Focusing on quality has the potential to fix much of what ails American medicine. But how long will the quality cure take? […]
No one knows.
This is how health care will become more productive and Cutler’s guess about how long it will take:
Economists Stephen Oliner, Daneil Sichel, and Kevin Stiroh studied the sources of the increase in productivity growth over the past two decades. […] They found that higher IT use was associated with more rapid growth in productivity. Industries that used IT above the median level grew 1.5 to 2.0 percentage points more rapidly than industries that were low users of information technology. Here, then, is our first metric: as we move health care from an economic laggard to a leading industry, [productivity] growth might increase by 1.5 to 2.0 percentage points annually.
There is no citation for the Oliner/Sichel/Stiroh paper, but here’s one by them that seems relevant to the discussion. (I have not read it.)
Another way to gauge the potential in health care is to look at what needs to be done and estimate how rapidly it can occur. […] The easiest changes are in the site of care. This involves people who are being hospitalized in expensive institutions when they could be treated just as well in less expensive ones or even on an outpatient basis. […] The groundwork to affect [this] could be laid within one to two years [by 2016]. […]

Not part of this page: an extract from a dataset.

PR #526, opened 2019-05-07
vSphere VM cleanup after ISO failure

### LINKED ISSUE #377: Vsphere: Instance does not get cleaned up when ISO generation or attaching fails
Vsphere creates and uploads an ISO file for Ubuntu and CentOS.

Somewhat more difficult are changes that need to occur within institutions, to streamline the pathway of care for patients with various conditions […] rationalizing who receives stents and who does not, implementing care pathways for routine labor and delivery, [etc.]. […] My guess is that three to five years of work are required before major savings from these pathways can be realized [by 2021 if these follow after site-of-care changes].
The third tier of savings comes form populationwide prevention and patient engagement. […] Such experimentation will need at least five years to start bearing fruit and likely a decade before major savings can be realized [by 2031 if this follows prior changes]. […]

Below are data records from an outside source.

PR #528, opened 2019-05-09
Expand CloudConfig for GCE

nikhita:
Ref: https://github.com/kubermatic/kubermatic/pull/3350#discussion_r281632201

/cc @alvaroaleman @themue 
/assign @alvaroaleman 

```release-note
NONE
```

### DIFF
--- a/pkg/cloudprovider/provider/gce/cloudconfig_test.go
+++ b/pkg/cloudprovider/provider/gce/cloudconfig_test.go
@@ -38,11 +38,15 @@ func TestCloudConfigAsString(t *testing.T) {
 				Global: GlobalOpts{
 					ProjectID: "my-project-id",
 					LocalZone: "my-zone",
+					MultiZone: true,
+					Regional:  true,
 				},
 			},
 			contents: "[global]\n" +
 				"project-id = \"my-project-id\"\n" +
-				"local-zone = \"my-zone\"\n",
+				"local-zone = \"my-zone\"\n" +
+				"multizone = true\n" +
+				"regional = true\n",
 		},
 	}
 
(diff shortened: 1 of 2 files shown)


pkg/cloudprovider/provider/gce/cloudconfig_test.go
```diff
@@ -38,11 +38,15 @@ func TestCloudConfigAsString(t *testing.T) {
...
+					MultiZone: true,
+					Regional:  true,
 				},
 			},
 			contents: "[global]\n" +
 				"project-id = \"my-project-id\"\n" +
-				"local-zone = \"my-zone\"\n",
+				"local-zone = \"my-zone\"\n" +
+				"multizone = true\n" +
+				"regional = true\n",
```
alvaroaleman: Do we need both of these? What's the difference between multi-zone and regional?

nikhita: > What's the difference between multi-zone and regional?

Referring to the [docs](https://cloud.google.com/kubernetes-engine/docs/how-to/creating-a-cluster#create_multi-zone):

- multizone clusters: "A multi-zone cluster runs nodes in multiple zones within the same region. All nodes in a single-zone or multi-zone cluster are controlled by the same cluster master.
- regional clusters: "Regional clusters distribute Kubernetes resources across multiple zones within a region. Regional cluster create three cluster masters across three zones and, by default, create nodes in three zones, or in as many zones as desired."

> Do we need both of these?

And from the code in Kubernetes, if [either multizone or regional is enabled](https://github.com/kubernetes/kubernetes/blob/014a2d2552ba36135dbb292d6ba0831b8023524a/pkg/cloudprovider/providers/gce/gce.go#L336-L340), `managedZones` uses all zones. Multizone is mainly used only for this purpose, but `regional` is used a [config](https://github.com/kubernetes/kubernetes/blob/014a2d2552ba36135dbb292d6ba0831b8023524a/pkg/cloudprovider/providers/gce/gce.go#L516) for the gce instance interface.

I think we can remove multizone...but I'd like more eyes on this for confirming.

alvaroaleman: Actually thinking about it, adding the option to the config struct wont harm, even if we end up not using it

/lgtm
/approve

All told, therefore, improving health care quality is a fifteen- to twenty-year venture. If we are able to pull out 30 percent of costs in fifteen years, this implies a cost reduction [productivity increase] of 2 percent annually. If the transition takes 20 years, the implication is an average cost savings [productivity increase] of 1.5 percent annually. Here is the second piece of evidence: health care reform will increase productivity by perhaps 1.5 to 2 percent annually for fifteen to twenty years.
If this productivity growth were entirely achieved by (or translated to) reductions in spending at the same rate, this would probably bring overall health care spending in line with GDP growth. However, as Cutler points out, we see higher productivity associated with more overall spending in other industries. Michael Chernew made this point about IT: we spend a lot more on it than we used to even as each IT-related product or function becomes cheaper, controlling for quality. (Today’s cell phones do a lot more for their price than do those of a decade ago. But we may spend more overall on cell phones, in part for that reason.)

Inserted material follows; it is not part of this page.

PR #530, opened 2019-05-10
Add TokenURL in GCE CloudConfig

nikhita:
Ref: https://github.com/kubernetes/kubernetes/blob/release-1.14/pkg/cloudprovider/providers/gce/gce.go#L305

I'm not adding it to the CloudProviderConfig because I intend to default it to `nil` in Kubermatic.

No one knows for sure how near-term changes will play out, let alone their longer-term effects. But in the end, there is certainly reason for optimism. If we do things right, the future of health care could be very bright indeed.
I thought one of the best aspects of the book was the expression of optimism and realism throughout—evidence-based and without overbearing cheer leading. Too many health policy books take a grumpy “it’s all terrible” tone. Too many also suggest solutions that are politically unrealistic. Cutler’s is decidedly different. He’s neither grumpy nor naive about what’s possible. I also liked that the book didn’t belabor any points. At 171 pages (of main text), given what it covers, it is laudably efficient. Few books are.
* More about these areas another time … maybe.